• DESCRIPTION OF THE TASK:
From the data that follows, copy every line holding the string "views".

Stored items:

+ + + +

PR #1574, opened 2015-07-07
Removed environments from ServiceAdmin

ar4s:
I removed `enivronments` from admin's page because we manage relation between Service-Environment in `ServiceEnvironment` admin.

### DIFF
--- a/src/ralph/assets/admin.py
+++ b/src/ralph/assets/admin.py
@@ -28,6 +28,7 @@ class ServiceEnvironmentAdmin(RalphAdmin):
 @register(Service)
 class ServiceAdmin(RalphAdmin):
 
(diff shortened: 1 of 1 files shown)


ghost:
:ok: add desc. please ;)

mkurek:
the truth is that we want to select available environments on service page :)

mkurek:
check this out:

```
from django.contrib.admin import TabularInline

...

class ServiceEnvironmentInline(TabularInline):
    model = ServiceEnvironment


@register(Service)
class ServiceAdmin(RalphAdmin):
    exclude = ('environments',)
    inlines = (ServiceEnvironmentInline,)
    search_fields = ['name']
```

To discuss if there is a way to add only service (with selected environments) and then go back to service-envs list.

PR #1575, opened 2015-07-07
Added class `required` if field is required

ar4s:
Added required class to label by removed custom template for label


mkurek:
if you'll add description then :ok: :)

ghost:
@ar4s add desc. and i'll put `ok`

PR #1580, opened 2015-07-08
Fixed adding service and rack

mkurek:
In both model exclude many to many with through table from basic fields
(environments and accessories) and use inlines instead.

Improved version of https://github.com/allegro/ralph/pull/1574


ar4s:
:ok:

szok:
:ok:

PR #1582, opened 2015-07-08
Add permission to display list

szok:
Added permission by field to django admin display list


src/ralph/lib/permissions/admin.py
```diff
@@ -42,3 +42,14 @@ def get_form(self, request, obj=None, **kwargs):
         return super(PermissionAdminMixin, self).get_form(
             request, obj, **kwargs
         )
+
+    def get_list_display(self, request):
+        """Return only field respects user permissions."""
```
mkurek: Return fields with respect to user permissions.

mkurek:
:ok:

ghost:
:ok:

PR #1589, opened 2015-07-08
Fixed collectstatic in docker

mkurek:
Use copying files instead of linking in docker collectstatic (nginx could not resolve links on mounted volume)


szok:
:ok:

ar4s:
:ok:

PR #1597, opened 2015-07-10
Better sorting in admin

ar4s:
For better sorting in admin.


xliiv:
:ok:

mkurek:
models should be ordered first by manufacturer name, then by model name - is it working like that now?

ar4s:
TODO: tests

src/ralph/admin/change_list.py
```diff
@@ -0,0 +1,42 @@
...
+                try:
+                    none, pfx, idx = p.rpartition('-')
+                    field_name = self.list_display[int(idx)]
+                    fields = self.get_ordering_from_related_model_admin(
+                        pfx, field_name
+                    )
+                    if fields:
+                        # replace one field by list of ordering fields
+                        ordering.remove('{}{}'.format(pfx, field_name))
+                        ordering = fields + ordering
```
mkurek: what if before this loop ordering was `['a', 'b', 'c']` and here we want to replace `'b'` to `'b.1', 'b.2'`? As far as i understand this code you're changing sort order here. Shouldn't it be sth like 

```
index = ordering.index('{}{}'.format(pfx, field_name))
ordering[index:index+1] = fields
```

?

src/ralph/tests/models.py
```diff
@@ -12,3 +12,14 @@
...
 class Foo(AdminAbsoluteUrlMixin, models.Model):
     bar = models.CharField('bar', max_length=50)
+
+
+class Manufacturer(models.Model):
+    name = models.CharField(max_length=50)
+    country = models.CharField(max_length=50)
+
+
+class Car(models.Model):
```
xliiv: ?

src/ralph/admin/tests/tests_functional.py
```diff
@@ -200,6 +203,100 @@ class FooAdmin(RalphAdmin):
...
+            request=request,
+            list_display=list_display
+        )
+        return cl.get_ordering(request, model.objects.all())
+
+    def test_sort_related(self):
+        ordering = self._get_ordering_list(
+            Car, CarAdmin, [1, 2], ['pk', 'name', 'manufacturer']
+        )
+        test_data = [
```
mkurek: consider using [ddt](http://ddt.readthedocs.org/en/latest/index.html) for such a test

src/ralph/admin/tests/tests_functional.py
```diff
@@ -200,6 +203,100 @@ class FooAdmin(RalphAdmin):
...
+        cl = self._change_list_factory(
+            model=Car,
+            model_admin=CarAdmin,
+            request=request,
+            list_display=list_display
+        )
+        return cl.get_ordering(request, model.objects.all())
+
+    def test_sort_related(self):
+        ordering = self._get_ordering_list(
```
mkurek, line 307: this isn't probably needed anymore

src/ralph/admin/views/main.py
```diff
@@ -0,0 +1,45 @@
...
+                        pfx, field_name
+                    )
+                    # replace one field by list of ordering fields
+                    # or move field at the begining
+                    old_field = '{}{}'.format(pfx, field_name)
+                    ordering.remove(old_field)
+                    ordering = (fields or [old_field]) + ordering
+                except (IndexError, ValueError):
+                    raise
+                    continue
```
mkurek: so raise or continue? :)

ghost:
:ok:

mkurek:
:ok:

PR #1599, opened 2015-07-10
Fixed titles in views.

ghost:
Get titles in views from model.Meta.
For listing-view as plural.
For edit-view as singular.

### DIFF
--- a/src/ralph/admin/helpers.py
+++ b/src/ralph/admin/helpers.py
@@ -1,0 +1,3 @@
+from django.apps import apps
+
+APP_MODELS = {model._meta.model_name: model for model in apps.get_models()}
--- a/src/ralph/admin/sitetrees.py
+++ b/src/ralph/admin/sitetrees.py
@@ -9,6 +9,7 @@ from sitetree.utils import (
     item,
 )
 
+from ralph.admin.helpers import APP_MODELS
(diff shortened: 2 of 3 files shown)


src/ralph/admin/sitetrees.py
```diff
@@ -10,6 +10,7 @@
 )
 
 from ralph.admin.sites import ralph_site
+from ralph.data_importer.management.commands.importer import APP_MODELS
```
ar4s: Move `APP_MODELS` to new module like `ralph.admin.helpers`

mkurek: it's only one line so we can redefine it here. besides that - it's definition (`APP_MODELS = {model._meta.model_name: model for model in apps.get_models()}`) breaks when there will be model with the same name in more than one app

src/ralph/admin/helpers.py
```diff
@@ -0,0 +1,3 @@
+from django.apps import apps
+
+APP_MODELS = {model._meta.model_name: model for model in apps.get_models()}
```
mkurek, line 3: it breaks when there will be model with the same name in more than one app

ghost:
Change page titles come from model instead of sitetree.

PR #1600, opened 2015-07-10
Remove Network foreign key from IPAddress model 

szok:
Remove Network foreign key from IPAddress model


ar4s:
:ok:

mkurek:
:ok:

mkurek:
add unit test for that

mkurek:
http://www.nooooooooooooooo.com/ 

Don't run reset.sh - create 0002 migration with removing network field - we'll squash all migrations into one file someday. 

Btw could you clean-up network tab in data-center asset? 
- [ ] Ip should be added (new ip) or selected from list of existing ip addresses (or at least saving with existing ip should not raise an error - it should assign asset to this ip). 
- [ ] There could be only one management address
- [ ] Cannot add new rows (jquery error)

ar4s:
_Cannot add new rows (jquery error)_ - @szok you can omit this bug (unless you know how fix this) - I will take care of it in next week.

szok:
@mkurek

PR #1605, opened 2015-07-15
Add managment IP validation

szok:
Added validation to managment asset IP

### DIFF
--- a/src/ralph/data_center/forms/network.py
+++ b/src/ralph/data_center/forms/network.py
@@ -1,0 +1,34 @@
+# -*- coding: utf-8 -*-
+from django.forms import ValidationError
+from django.forms.models import BaseInlineFormSet
+
+
+def validate_is_management(forms):
+    """
+    Validate is_management field in IpAddress formset
+    """
+    is_management = []
+    for form in forms:
+        cleaned_data = form.cleaned_data
+        if (
+            cleaned_data and
+            not cleaned_data.get('DELETE', False)
+        ):
+            is_management.append(cleaned_data.get('is_management'))
+
+    count_management_ip = is_management.count(True)
+    if is_management and count_management_ip == 0:
+        raise ValidationError(
+            'One IP address must be management'
+        )
+    elif is_management and count_management_ip != 1:
+        raise ValidationError((
+            'Only one managment IP address can be assigned '
+            'to this asset'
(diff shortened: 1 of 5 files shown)


src/ralph/data_center/models/networks.py
```diff
@@ -529,15 +514,7 @@ def save(self, allow_device_change=True, *args, **kwargs):
         if settings.CHECK_IP_HOSTNAME_ON_SAVE:
             if not self.address:
                 self.address = network.hostname(self.hostname, reverse=True)
-            if not self.hostname:
-                self.hostname = network.hostname(self.address)
         self.number = int(ipaddress.ip_address(self.address))
-        try:
-            self.network = Network.from_ip(self.address)
```
mkurek, line 536: remove this method from Network model too - if we'll need this in the future we'll copy it from Ralph 2.0 - for now it's useless and unused code.

src/ralph/data_center/forms/network.py
```diff
@@ -0,0 +1,21 @@
...
+        is_management = []
+        for form in self.forms:
+            cleaned_data = form.cleaned_data
+            if (
+                cleaned_data and
+                not cleaned_data.get('DELETE', False)
+            ):
+                is_management.append(cleaned_data.get('is_management'))
+
+        if is_management.count(True) > 1:
```
mkurek: `if is_management and is_management.count(True) != 1` - if there is any ip, one should be marked as management

ghost:
:ok:

src/ralph/data_center/forms/network.py
ghost: `count` on empty list also works so:
`if  is_management.count(True) != 1`
is enough, what do you think?

src/ralph/data_center/tests/test_forms.py
```diff
@@ -0,0 +1,45 @@
...
+        with self.assertRaisesRegexp(
+            ValidationError,
+            (
+                'Only one managment IP address can be assigned '
+                'to this asset'
+            )
+        ):
+            validate_is_management([form_1, form_2])
+
+    def test_vlaidate_not_management(self):
```
mkurek: validate

mkurek:
:ok:

PR #2140, opened 2016-01-04
encoding " using unicode \u2033 character in report failure link

mkurek:
replace quotation by unicode inches sign in report failure url


szok:
:ok:

ar4s:
:ok:

PR #2141, opened 2016-01-05
Add sort to datacenter and backoffice supports.

szok:
Add sort by support__date_to to DataCenterAsset and BackOfficeAsset
supports.


mkurek:
:ok:

ar4s:
:ok:

PR #2143, opened 2016-01-07
Fixed permissions to additional list columns (non-models)

mkurek:
- before this commit, additional columns (created from property on model or function in admin) were visable only to superuser
- now such columns are by default visible to everyone (who has permission to model)
- there is possibility to specify model-field which will be used as permissions to such additional column


szok:
:ok:

ghost:
:ok:

PR #2145, opened 2016-01-07
Fixed transtion assign loan end date field

mkurek:
Previous field (TextField) assigned date as string to BO Asset object, which causes reversion to crash when serializing object (`datetime.date` was expected to call isoformat on it). Changed field to `DateField`


ghost:
:ok:

szok:
:ok:

PR #2147, opened 2016-01-08
None position bugfix

szok:


mkurek:
imo we should provide default for position field (0?) and make it PositiveIntegerField - @ar4s what do you think?

src/ralph/data_center/models/physical.py
```diff
@@ -214,9 +214,11 @@ def get_free_u(self):
 
         def fill_u_list(objects, height_of_device=lambda obj: 1):
             for obj in objects:
-                start = obj[0] - 1
+                position = obj[0] or 0
```
ghost: For me fix should be simply:

```
for obj in objects:
    if obj[0] == None:
        continue  # no position means do not take place in rack
```

ar4s: :+1:, but I think it should be `if obj[0]` for `0` and `None`

ar4s:
@mkurek I agree with you it should be `PositiveIntegerField` and `0` as a default value.

ghost:
Is 0 valid value, like 1, 2 or 3?

src/ralph/data_center/models/physical.py
```diff
@@ -214,6 +214,8 @@ def get_free_u(self):
 
         def fill_u_list(objects, height_of_device=lambda obj: 1):
             for obj in objects:
+                if not obj[0]:
```
mkurek: the question here is if object with position 0 should (or could) have non-zero height: https://github.com/allegro/ralph/blob/ng/src/ralph/data_center/models/physical.py#L333 ? Anyone know something about it?

mkurek: after discussion with @xliiv:
- make this condition more explicit: `if obj[0] == 0 or obj[0] is None`
- add some comment that position is None when objects simply does not have (assigned) position and position 0 is for some accessories (pdu?) with left-right orientation and should not be included in free/filled space.

ghost: +1

mkurek:
:ok:

ghost:
:ok:

PR #2154, opened 2016-01-13
Import kwargs to Transitions History

szok:
- Bugfix import transitions history
- Bugfix display user transitions history
- Added attachment_url template tag


src/ralph/admin/templatetags/ralph_tags.py
```diff
@@ -96,6 +97,28 @@ def get_verbose_name(obj, name):
     return get_field_by_relation_path(obj, name).verbose_name
 
 
+@register.simple_tag
+def attachment_url(history):
```
mkurek: rename it to user_history_attachment_url

ghost:
:ok:

mkurek:
:ok:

+ + + +

• TASK RESPONSE:
src/ralph/admin/views/main.py
Fixed titles in views.
Get titles in views from model.Meta.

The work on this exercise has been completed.